Juventud ¿Divino tesoro?



El ilustre poeta nicaragüense Feliz Rubén García Sarmiento, mejor conocido como Rubén Darío,  dedico en una de sus bellas composiciones una estrofa a la juventud, pero desde la nostalgia, desde la tristeza de su pasar y el vacío que deja su ausencia. En el poema titulado “canción de otoño en primavera” da entender que la ausencia de la juventud es solo un cumulo de tristezas y desazones. Sin embargo, disertando un poco sobre el tema he querido plantear este interrogante, ¿es realmente la juventud un divino tesoro?

Todo esto surge a raíz de un dialogo con mi hijo mayor hace algunos días, en el cual me daba a entender que a mis 36 años ya estaba viejo y había muchas cosas que ya no podía hacer por el peso de tantas décadas sobre mis hombros. ¿Qué tal que supiera que son más de 700 décadas?... En fin, en su expresión y desde su análisis la juventud lo era todo, la vejez ya era la perdida de toda posibilidad de toda oportunidad, era tan solo el final de la vida.

En ese momento, y haciendo una breve remembranza de mi pensamiento a sus 15 años recordé cuanto anhelaba tener 30 o 40 y ser autónomo, tomar mis decisiones, vivir mi vida y alcanzar mis sueños. No digo que hubiera alcanzado todos los sueños que me proponía, pero sabía que quería avanzar, no quedarme en la juventud, por el contrario quería que esa etapa pasara lo más pronto posible.

Recuerdo mucho que uno de los dichos que más marco mi interés en llegar pronto a mis 40 fue el que mi padre me enseñó como de Winston Churchill “Quien a los 20 años no es comunista, no tiene corazón y quien a los 40 años lo sigue siendo, no tiene cerebro”. Recuerdo mucho que lo que más he querido siempre es distinguirme por ser inteligente, por ser alguien con gran brillantes y sabía que lo que realmente nos enseña, además de los libros y la escuela, es la experiencia.

Fue en esa etapa de reflexión que confronte a mi hijo con sus postulados ¿Qué tiene la madurez que envidarle a la juventud? ¿Cuál es el valor agregado de la juventud sobre la vejez y madurez? En ese momento su capacidad de raciocinio solo le permitió enfatizar en la fuerza y la resistencia física. Recuerdo que tan solo lo miré con cara de decepción y le dije:

La juventud es solo un cumulo de inexperiencia, una llenura de ignorancia y falta de razón. La juventud generalmente viene acompañada de la terquedad y la estupidez, como dicen los poetas, la estupidez de la juventud. La juventud siempre antepone la fuerza y lo físico a la astucia y la sensatez. La juventud son un cumulo de sueños sin acciones, sin razones, sin conocimientos y sin humildad. Y es que es tal la vanidad de la juventud que no se da cuenta de la importancia de escuchar la voz de la experiencia y termina repitiendo los errores de los que le hablaron.

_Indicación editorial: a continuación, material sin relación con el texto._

PR #5288, opened 2022-05-23
perf: Reduce time taken by metrics collection

underyx:
PR checklist:

- [ ] Changelog is up-to-date

### DIFF
--- a/semgrep/semgrep/app/session.py
+++ b/semgrep/semgrep/app/session.py
@@ -1,6 +1,6 @@
 import os
-from pathlib import Path
 import subprocess
+from pathlib import Path
 from typing import Any
 from typing import Optional
 from typing import Set
--- a/semgrep/semgrep/app/session.py
+++ b/semgrep/semgrep/app/session.py
@@ -1,4 +1,6 @@
 import os
+from pathlib import Path
+import subprocess
 from typing import Any
 from typing import Optional
 from typing import Set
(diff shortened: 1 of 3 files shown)


underyx:
~gotta set up daemonized subprocess stuff here~

never mind, not possible

semgrep/semgrep/app/session.py
```diff
@@ -31,13 +33,43 @@ class UserAgent:
...
+                ],
+                cwd=Path(__file__).parent,
+                stderr=subprocess.DEVNULL,
+                encoding="utf-8",
+            ).strip()
+            # If we installed semgrep in `.venv/` in the semgrep-docs repo,
+            # this function would report semgrep-docs commit SHAs in the user agent.
+            # This is why we verify the origin URL, and why check with .endswith()
+            if remote_url.replace(".git", "").endswith("/semgrep"):
+                result.add(f"sha/{sha}")
```
underyx, line 64: I thought this'd be handy to be able to recognize when weird metrics come from faulty commits, and to filter out metrics from development in general. But it's highly optional.

semgrep/semgrep/metrics.py
```diff
@@ -280,14 +280,11 @@ def send(self) -> None:
         self._sent_at = datetime.now().astimezone().isoformat()
 
         try:
-            r = app_session.post(
+            r = requests.post(
```
underyx, line 283: We dropped the retry policy by no longer using the app session.

semgrep/semgrep/app/session.py
```diff
@@ -31,13 +33,43 @@ class UserAgent:
...
+        except subprocess.CalledProcessError:
+            pass
+
+        return result
 
     def __str__(self) -> str:
         result = f"{self.name}/{self.version}"
-        for note in sorted(self.tags):
+        for note in sorted(self.tags, key=lambda x: ("/" in x, x)):
```
brendongo, line 72: is note supposed to be a Tuple(bool, str)

underyx: nope, this is just the sorting key; essentially what this does is:

1. first, order all notes to the front that have no `/` in them
2. then, order the rest alphabetically

underyx: so this leads to this ordering: `(Docker) (command/scan) (sha/123987)`

underyx: CleanShot 2022-05-24 at 15 39 20@2x

sample in practice

semgrep/semgrep/app/session.py
brendongo: eh seems special case-y. Is it difficult to filter it out server side?

semgrep/semgrep/app/session.py
brendongo: I see

semgrep/semgrep/app/session.py
underyx: without this we don't have any markers that'd let us know if a metric was sent from one of our devs

brendongo (approved):
Would rather not have the semgrep url filtering but don't feel too strongly

semgrep/semgrep/app/session.py
underyx: so it's impossible to filter; but we can also just decide not to care about filtering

En ese momento su respuesta, desde la arrogancia de la juventud fue: “te dolió que te dijera viejo”. Y con la típica sonrisa socarrona y llena de sarcasmo que a veces me caracteriza le respondí “A diferencia tuya, para mí, los años son éxito, por eso entre más tengo, más orgulloso me siento”. Para cerrar este aparte, basta con decir que al llegar al parque y mientras resolvía algunos sudokus me invitó a un reto, cuando le superé le dije que la experiencia y el conocimiento dan la fuerza que los músculos y la juventud no son capaces de alcanzar.

Y desde ese día he traído en mi cabeza ese concepto ¿Es realmente la juventud ese divino tesoro? Y después de todos los eones que he caminado por esta tierra disertando he llegado a una sola conclusión, al igual que los frutos verdes, el verdadero valor que tiene la juventud para el hombre es que es la mejor etapa para aprender, para absorber conocimiento, es el mejor momento para cultivar nuestros saberes y ejercitar nuestras capacidades, pero es solo eso, una etapa de aprender y reconocernos.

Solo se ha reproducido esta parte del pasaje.